Why is Ontario still in lockdown? Our numbers are in steady decline (today’s are 226 new cases in Toronto, a city of 5.298 million; 916 in Ontario, with a population of 14 million), and our vaccination rates are soaring close to 70% for first dose administrations, and all of our LTC residents have received both. It’s been a long slog trying to make sense of the rules. While we didn’t have the Scotch egg debacle, we have hula hoop circles in parks to mark where people can safely gather. Actually, much of our Covid response has been similar to the UK’s; blanket lockdowns, curiously aligned messaging across all mainstream media, with continuous moving of the goalposts and a ramping up of fear throughout. We also have the same healthcare system as the U.K. which this virus has exposed as overwrought and under supported, with hallway medicine a chronic issue, especially during cold and flu season.

It’s hard to remain sane during this. I’ve had friends call me a ‘Trumper’, they’ve questioned whether I care about my kids’ safety when I sent them to school, and in general I’ve been on the ‘wrong side’ of the debate. It’s been uncomfortable. I never expected politicians to get it all right, but I did expect them to admit when they were wrong and adjust course. In fact, in the beginning I had a kind of inflated sense of confidence. After all, Toronto was ground zero in 2003 for the first SARS epidemic. We even wrote the book on it. But then we threw the book out, and the organisation with it. In May 2019 somebody decided to axe the GPHIN – our world class Global Public Health Intelligence Network, a network set up to have boots on the ground to avoid the next big outbreak. Because we have always known there would be another. Who axed it and why? There are a couple of name and “pennywise, pound foolish” comes to mind. But mostly it’s another case of It-Wasn’t-Me-Itis.

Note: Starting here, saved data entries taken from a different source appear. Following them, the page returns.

PR #2967, opened 2025-01-03
Component alignment and title consistency

hughess:
### Description
Updates spacing across the component library to make them more consistent and aligned when placed side by side.

Adds title and subtitle for components to match the title and subtitles available in charts.

### New Title and Subtitle Props
CleanShot 2025-01-02 at 18 49 21@2x
CleanShot 2025-01-02 at 18 48 20@2x
CleanShot 2025-01-02 at 18 47 37@2x

### Spacing and Alignment
CleanShot 2025-01-03 at 11 08 06@2x
CleanShot 2025-01-03 at 11 07 56@2x
CleanShot 2025-01-03 at 11 06 57@2x

### Checklist

### DIFF
--- a/packages/ui/core-components/src/lib/atoms/query-load/QueryLoad.svelte
+++ b/packages/ui/core-components/src/lib/atoms/query-load/QueryLoad.svelte
@@ -7,6 +7,10 @@
 	/** @type {import("@evidence-dev/sdk/usql).Query | unknown}*/
 	export let data;
 
+	export let height = 200;
+
+	export let skeletonMt = undefined;
+
 	$: if (Query.isQuery(data)) {
 		data.fetch(); // Somebody wants this to load. Without this the query builder features don't work
 		unsub();
@@ -36,8 +40,8 @@
 	{/if}
 {:else if !_data || (!_data.dataLoaded && !_data.error)}
 	<slot name="skeleton" loaded={_data}>
-		<div class="w-full h-64">
-			<Skeleton />
+		<div class="w-full" style="height: {height}px">
+			<Skeleton mt={skeletonMt} />
 		</div>
 	</slot>
 {:else if _data.error && $$slots.error}
--- a/packages/ui/core-components/src/lib/atoms/query-load/QueryLoad.svelte
+++ b/packages/ui/core-components/src/lib/atoms/query-load/QueryLoad.svelte
@@ -9,7 +9,7 @@
 
 	export let height = 200;
 
-	export let skeletonMt = undefined;
+	export let skeletonClass = undefined;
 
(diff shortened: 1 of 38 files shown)


archiewood:
Outstanding check: why do data tables now show titles in chromatic

hughess:
@archiewood it looks like there were title props in those stories before but they had no effect since we didn't have a title prop in the DataTable

archiewood:
Okay excellent

packages/ui/core-components/src/lib/atoms/query-load/QueryLoad.svelte
```diff
@@ -36,8 +40,8 @@
 	{/if}
 {:else if !_data || (!_data.dataLoaded && !_data.error)}
 	<slot name="skeleton" loaded={_data}>
-		<div class="w-full h-64">
-			<Skeleton />
+		<div class="w-full" style="height: {height}px">
```
archiewood, line 43: any reason we cant use tailwind here `h-[{height}px]`

packages/ui/core-components/src/lib/atoms/skeletons/Skeleton.svelte
```diff
@@ -4,9 +4,11 @@
 
 <script>
 	import { fade } from 'svelte/transition';
+
+	export let mt = 2;
```
archiewood, line 8: feels like we could create a utility prop here

```js
export let class

<div class="{class} animate-pulse h-full w-full mt-2 mb-4" in:fade|local>
```

sites/docs/pages/components/data/data-table/index.md
```diff
@@ -15,7 +15,7 @@ limit 100
 
 <DocTab>
     <div slot='preview'>
-        <DataTable data={orders_summary}/>
+        <DataTable data={orders_summary} title="Title" subtitle="Subtitle"/>
```
archiewood, line 18: Not sure the first docs example should have a title for a table

archiewood (approved):
Couple of suggestions

packages/ui/core-components/src/lib/atoms/query-load/QueryLoad.svelte
hughess: Tailwind has issues with dynamic values, I believe since the class isn't loaded ahead of time

packages/ui/core-components/src/lib/atoms/skeletons/Skeleton.svelte
hughess: good call - we can use the `cn` function and the `class` prop pattern from Accordion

So here we are, more than a year later, huddled under these blanket lockdowns, the Emergency Measures Act extended into December, despite most of cabinet being absent for the vote. Perhaps they’ve not heard of Zoom? Torontonians are exhausted and deflated. Even the last minute announcement to allow fully vaccinated front line workers attend hockey games couldn’t lift our spirits. It didn’t help that The Maple Leafs lost (Go Leafs, Gone!) and the vaccinated people all wore masks, despite the CDC down south nixing the need for masks after vaccination. So is this it? Are we all the invisible threat? Do we need protecting from each other forever? Even with vaccinations? My friends, as our minister says before he takes away all of our toys at Ford’s Freaky Fridays, we need a better story. We need a new story without fear as the central character. We need to see our sacrifices did not go to waste. We need leadership that takes the lead, rather than another survey. We need to support communities and children in need of resources, not restrictions. We need to rebuild public trust in our institutions. We need to recognise that life cannot go on in this continuous state of limbo, and we need to come together in co-operation, not segregate into ever smaller factions. We need to do it now. The costs are too great. We risk losing so much that there’ll be nothing left to re-open. Remember back when we thought hoarding toilet paper was the answer? It still isn’t, and neither are blanket lockdowns.